_PROBLEM STATEMENT:_ Please copy each line in the records below that contains the string "python".

_DATA SUPPLIED:_
※ ※ ※

PR #384, opened 2020-06-21
Add pickling of dict_keys, dict_values, dict_items

### LINKED ISSUE #380: can't pickle dict_keys objects
Using Dask.distributed, which uses cloudpickle for serialization, I encounter an error when passing a `dict_keys` object as a parameter to a function.  I reported the issue [there](https://github.com/dask/distributed/issues/3893), where it was suggested that I also report an issue here for consideration.

As a test, I attempted to use cloudpickle directly on this type of object and received the following error: 
`TypeError: can't pickle dict_keys objects`

Would it be possible to add the ability to pickle `dict_keys` object?

brl0:
Fixes #380.


cloudpickle/cloudpickle.py
```diff
@@ -1362,3 +1378,15 @@ def _get_bases(typ):
         # For regular class objects
         bases_attr = '__bases__'
     return getattr(typ, bases_attr)
+
+
+def _make_dict_keys(obj):
+    return dict.fromkeys(obj).keys()
```
ogrisel, line 1384: I am not sure it's worth rebuilding a fake dict with `None` valued values. Maybe we could just ship the list of keys and values directly?

cloudpickle/cloudpickle.py
```diff
@@ -1362,3 +1378,15 @@ def _get_bases(typ):
...
+
+
+def _make_dict_values(obj):
+    return {i: _ for i, _ in enumerate(obj)}.values()
```
ogrisel, line 1388: Similar comment here.

brl0: While I am not sure of any particular special properties of dict_values objects, I think the approach taken here should mirror the approach taken with dict_keys.

brl0:
@ogrisel, thanks for taking the time to review and providing feedback.
Based on your suggestion, I changed handling of `dict_items` to ship as a `dict` rather than a list of items, which is cleaner.  
I also added inline comments with the reasoning for not shipping the whole `dict` when handling keys and values.
Let me know if these changes did not properly or fully address your comments.

cloudpickle/cloudpickle.py
ogrisel: That's a good point.

cloudpickle/cloudpickle.py
ogrisel: I agree.

brl0:
@ogrisel, thanks for the feedback, I can understand and appreciate your ambivalence in this situation.  I think if there were a perfect solution to this issue it would probably already be in the standard library.
I spent hours troubleshooting to narrow down the problem to this issue, and I hope that this PR could save others from similar experiences.  

I encountered this issue working with Dask Distributed and raised an issue [there](https://github.com/dask/distributed/issues/3893).  
@mrocklin suggested I raise an issue here, to quote from his comment:
> In my ideal world this is handled upstream in cloudpickle (where a change would affect everything globally).

Let me know if there are any changes needed to make this PR more acceptable.
Thanks for your time and attention, it is much appreciated.

ogrisel:
> Let me know if there are any changes needed to make this PR more acceptable.

I have a better understanding of the problem thanks to your work on this PR but I don't see any further improvements from the top of my head to make it more acceptable.

mrocklin:
> In my ideal world this is handled upstream in cloudpickle (where a change would affect everything globally).

mrocklin:
> In my ideal world this is handled upstream in cloudpickle (where a change would affect everything globally).

For background this has come up a handful of times in github issues for Dask.  People include `mydict.keys()` in arguments and Dask yells at them for including non-serializable objects.  We don't have a great mechanism to find and special-case these objects, especially given that they show up in many different places.

I agree that it doesn't seem quite right to serialize them, given their "view" nature.  At the same time, I have difficulty constructing situations where this would bite people.  

As an example of prior-art, we already serialize Numpy views happily and no one complains.

ogrisel:
> As an example of prior-art, we already serialize Numpy views happily and no one complains.

That's valid point.

Should, I take this as a +1 for merge of this PR?

It would be great to get the opinion of some Ray developers, e.g. @suquark or @pcmoritz for instance.

@brl0 I am sorry but I merged a refactoring by @pierreglaser concurrently (see #368). This PR will have to be updated accordingly before being able to merge.

mrocklin:
+0.5 maybe.  I think that it's probably a good idea, but I haven't thought
too deeply about it.  It would be good to get opinions from others.

brl0:
> This PR will have to be updated accordingly before being able to merge.

@ogrisel, I have updated this PR to merge the changes in master.  Let me know if you have any concerns about accepting that I should address.

ogrisel:
Thanks @brl0. I would like to give a little more time for other stakeholders to react. If nobody reacts by next week I will consider merging this PR.

li-dennis:
Sorry to bump this PR but it'd be great to have this merged in. I understand that it's a convenience function which might cause side effects for cloudpickle, but it seems like python's dict_keys/values are causing similarly confusing side effects because of their list like behavior.

In our case, we're running into use case where we need to cache/save fairly complex python objects because they aren't really serializable. There are a few devs and data scientists on the project and it's easy to run into situations where there might be an instance variable that is indirectly set to dict_keys or the sort. And of course, it all runs fine except in pickling where list like objects are cause cloudpickle to puke out, so trying to trace where that list_like codepath comes from can be fairly non-obvious

ogrisel:
Ok let's merge.

mrocklin:
I'm glad to see this.  Thanks for following up @ogrisel.

PR #389, opened 2020-06-30
[NOMRG] test pickle5 + ray + refactored cloudpickle

pierreglaser:
This is a rebase of #370 with the newest changes in #368. in this PR, `ray`'s downstream build should run succesfully.
I'm making a temporary PR to not mess up #370 before I'm sure `ray` tests succeed.


pierreglaser:
@jakirkham the failing test mentions a `TypeError` in the traceback. Looks similar to pitrou/pickle5-backport#19 no?

I'm trying to have `ray` use the latest `pickle5` by pre-installing `pickle5` on the CI before installing `ray`, so that `ray` does not use its pinned, vendored `pickle5`. But it does not seem to work...

pierreglaser:
Alright. the `ray` downstream build is passing. That was instructive, as it made me realize that #370 extends the pure-python `Pickler` instead of the `C`-implemented `Pickler` if using `pickle5`.

jakirkham:
> @jakirkham the failing test mentions a `TypeError` in the traceback. Looks similar to [pitrou/pickle5-backport#19](https://github.com/pitrou/pickle5-backport/issues/19) no?

Think that is fixed in `pickle5` 0.0.11+. Or at least PR ( https://github.com/pitrou/pickle5-backport/pull/20 ) fixed a similar issue for me.

> EDIT: actually, I'm not sure it's about that. Seems like an interaction with a custom registered reducer implemented by ray.

Yeah actually I knew the fix worked when I tried it, but I think more recent changes in PR ( https://github.com/cloudpipe/cloudpickle/pull/368 ) may have alleviated the underlying problem (as I had trouble reproducing the issue with an older `pickle5`). Tricky keeping track of code in multiple libraries/PRs 😅

jakirkham:
> That was instructive, as it made me realize that #370 extends the pure-python `Pickler` instead of the `C`-implemented `Pickler` if using `pickle5`.

Interesting. Thanks for surfacing that. I'll take another look and see if we can fix it. 🙂

pierreglaser:
> Interesting. Thanks for surfacing that. I'll take another look and see if we can fix it.

merging this PR inside #370 should do the trick, as I had to fix the issue I mentioned to make the test pass :)

jakirkham:
Oh great! Thanks Pierre 😄

pierreglaser:
Closing as this is superseeded by #370

PR #395, opened 2020-09-22
Instance-level dispatch table

ogrisel:
This change is necessary to make it natural to subclass `CloudPickler` with a per-instance, custom dispatch table.

https://github.com/joblib/loky/pull/260

I also took the opportunity to make it such that `dispatch_table` are isolated by default: meaning that mutated one does not impact other instances.

I still need to document this change in a changelog entry.

ping @pierreglaser @tomMoral @jakirkham you might be interested in this.

### DIFF
--- a/cloudpickle/cloudpickle_fast.py
+++ b/cloudpickle/cloudpickle_fast.py
@@ -496,9 +496,6 @@ class CloudPickler(Pickler):
     _dispatch_table[_collections_abc.dict_values] = _dict_values_reduce
     _dispatch_table[_collections_abc.dict_items] = _dict_items_reduce
 
-
-    dispatch_table = ChainMap(_dispatch_table, copyreg.dispatch_table)
-
     # function reducers are defined as instance methods of CloudPickler
     # objects, as they rely on a CloudPickler attribute (globals_ref)
     def _dynamic_function_reduce(self, func):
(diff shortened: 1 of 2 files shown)


cloudpickle/cloudpickle_fast.py
```diff
@@ -604,6 +590,30 @@ def __init__(self, file, protocol=None, buffer_callback=None):
...
             self.proto = int(protocol)
 
+            # Instance-level public dispatch_table should not mutate the
+            # private class-level _dispatch_table while still reflecting.
+            # Note that it is important to lazy init the dispatch_table
+            # public attribute to make it possible to re-assign it later
+            # and get the C implementation of Pickler take the
+            # re-assignment into account.
+            self.dispatch_table = ChainMap(
+                {},  # to register instance-level custom reducers
```
jakirkham, line 600: Should we have an internal variable to point to this?

jakirkham (commented):
Thanks Olivier! 😄 This seems like a nice improvement. Had a small question below

cloudpickle/cloudpickle_fast.py
ogrisel: That's a good suggestion. I still need to find the time to understand the cause of the PyPy segfault.

ogrisel:
Actually before considering merging this change we might also want to do some benchmark. Maybe `ChainMap` is not that fast when doing many consecutive `getitems` with maybe misses on the first map which will be empty most of the time.

ogrisel:
Note that we found a workaround for the problem we got in the subclass in loky: https://github.com/joblib/loky/pull/272. Still this behavior is really unexpected so instance level isolation and lazy init of the `dispatch_table` might be more intuitive for other subclassing this `Pickler`.

jakirkham:
Yeah this change still seems reasonable to me FWIW 🙂

faucct:
Out project has just stumbled on this issue. What is left to do? Do you need any help completing this?

jakirkham:
Probably still the PyPy segfaulting issue noted here ( https://github.com/cloudpipe/cloudpickle/pull/395#discussion_r493291631 )

ogrisel:
@pierreglaser this PR need to be updated (or reworked from scratch) now that we merged #517.

I plan to tag 3.0.0 today and publish to pypi.org and conda-forge on Monday, so I don't want to do that work for 3.0.0.

But if anybody is interesting in working on this, we could cut a quick 3.1.0 release in the coming weeks.

PR #205, opened 2018-06-13
DIV-2794 Do not run app.listen() for unit tests

mattyod:
# Description

Frequently seeing the 'test' step of pipeline build fail due to:

`Uncaught Error: listen EADDRINUSE :::3001`

This is likely due to the asynchronous nature ofthe Node.js `http.close()` method but it's not necessary for our Supertest.js tests to initialise listening for connections, so simplest and safest not to initialise `app.listen()` when testing that way.

Fixes # DIV-2794

# Checklist:

**n.b.** tests may still fail in other difficult to reproduce ways but this is part of a wider epic.

### DIFF
--- a/app.js
+++ b/app.js
@@ -42,7 +42,7 @@ const PORT = process.env.PORT || process.env.HTTP_PORT || CONF.http.port;
 
 const logger = logging.logger(__filename);
 
-exports.init = () => {
+exports.init = listenForConnections => {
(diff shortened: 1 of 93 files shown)


Rob-Doherty:
Have been able to do full end-to-end regression journey including CCD and all looks fine. ready to merge. 👍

※ ※ ※

_RESULT FOR THIS EXERCISE:_
Sorry to bump this PR but it'd be great to have this merged in. I understand that it's a convenience function which might cause side effects for cloudpickle, but it seems like python's dict_keys/values are causing similarly confusing side effects because of their list like behavior.
In our case, we're running into use case where we need to cache/save fairly complex python objects because they aren't really serializable. There are a few devs and data scientists on the project and it's easy to run into situations where there might be an instance variable that is indirectly set to dict_keys or the sort. And of course, it all runs fine except in pickling where list like objects are cause cloudpickle to puke out, so trying to trace where that list_like codepath comes from can be fairly non-obvious
Alright. the `ray` downstream build is passing. That was instructive, as it made me realize that #370 extends the pure-python `Pickler` instead of the `C`-implemented `Pickler` if using `pickle5`.
> That was instructive, as it made me realize that #370 extends the pure-python `Pickler` instead of the `C`-implemented `Pickler` if using `pickle5`.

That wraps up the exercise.